Reprint the full listing exactly.

*** Opening of The input ***

PR #202, opened 2022-07-20
Cost explorer

AndyHoNYC:
## Description

This adds a tab called "Cost" which summarizes Cluster cost by pulling in data from cost-explorer and graphing it by instance type. Also, this includes a button to activate cost allocation tags, which is a necessary pre-requisite for cost explorer.

## Changes

- Included new Cost.tsx file
- Added route `/manager/graph_data?cluster_name=Cluster&Start=Start&End=End/`
- Added route `/manager/activate_tags/`
- Added route `/manager/check_tag_status/`

## How Has This Been Tested?

- Tested locally using created clusters

https://user-images.githubusercontent.com/68314782/180088672-fad78396-854a-425f-92c8-7c8152289d64.mov

### DIFF
--- a/api/PclusterApiHandler.py
+++ b/api/PclusterApiHandler.py
@@ -41,6 +41,15 @@ JWKS_URL = os.getenv("JWKS_URL")
 AUDIENCE = os.getenv("AUDIENCE")
 USER_ROLES_CLAIM = os.getenv("USER_ROLES_CLAIM", "cognito:groups")
 REDIRECT_URL = f"{SITE_URL}/login"
+PCluster_tags = ['parallelcluster:attributes', 
+        'parallelcluster:cluster-name', 'parallelcluster:compute-resource-name', 'parallelcluster:filesystem', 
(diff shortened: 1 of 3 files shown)


api/PclusterApiHandler.py
```diff
@@ -695,9 +701,50 @@ def _get_params(_request):
...
+        return {"message": str(e)}, 500
 
+# Retrieve usage data from Cost Explorer API
+def graph_data():
+    try:
+        cost_explorer = boto3.client('ce')
+        data = cost_explorer.get_cost_and_usage(
+            TimePeriod={
+                'Start': '2022-07-06',
+                'End': '2022-07-12'
```
BarcoMasile, line 731: Question: I see these hardcoded values here, is it ok? Since no parameters are taken from the API request, this seems like it always returns values for the time range 2022-07-06 to 2022-07-12, instead of the one selected from the UI

sean-smith: This isn't the right commit. Hang on with reviewing, new commit makes this dynamic i.e. today - 7

AndyHoNYC:
Closing in favor of #162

*** Close of The input ***

§ **Exercise solution**:
PR #202, opened 2022-07-20
Cost explorer

AndyHoNYC:
## Description

This adds a tab called "Cost" which summarizes Cluster cost by pulling in data from cost-explorer and graphing it by instance type. Also, this includes a button to activate cost allocation tags, which is a necessary pre-requisite for cost explorer.

## Changes

- Included new Cost.tsx file
- Added route `/manager/graph_data?cluster_name=Cluster&Start=Start&End=End/`
- Added route `/manager/activate_tags/`
- Added route `/manager/check_tag_status/`

## How Has This Been Tested?

- Tested locally using created clusters

https://user-images.githubusercontent.com/68314782/180088672-fad78396-854a-425f-92c8-7c8152289d64.mov

### DIFF
--- a/api/PclusterApiHandler.py
+++ b/api/PclusterApiHandler.py
@@ -41,6 +41,15 @@ JWKS_URL = os.getenv("JWKS_URL")
 AUDIENCE = os.getenv("AUDIENCE")
 USER_ROLES_CLAIM = os.getenv("USER_ROLES_CLAIM", "cognito:groups")
 REDIRECT_URL = f"{SITE_URL}/login"
+PCluster_tags = ['parallelcluster:attributes', 
+        'parallelcluster:cluster-name', 'parallelcluster:compute-resource-name', 'parallelcluster:filesystem', 
(diff shortened: 1 of 3 files shown)


api/PclusterApiHandler.py
```diff
@@ -695,9 +701,50 @@ def _get_params(_request):
...
+        return {"message": str(e)}, 500
 
+# Retrieve usage data from Cost Explorer API
+def graph_data():
+    try:
+        cost_explorer = boto3.client('ce')
+        data = cost_explorer.get_cost_and_usage(
+            TimePeriod={
+                'Start': '2022-07-06',
+                'End': '2022-07-12'
```
BarcoMasile, line 731: Question: I see these hardcoded values here, is it ok? Since no parameters are taken from the API request, this seems like it always returns values for the time range 2022-07-06 to 2022-07-12, instead of the one selected from the UI

sean-smith: This isn't the right commit. Hang on with reviewing, new commit makes this dynamic i.e. today - 7

AndyHoNYC:
Closing in favor of #162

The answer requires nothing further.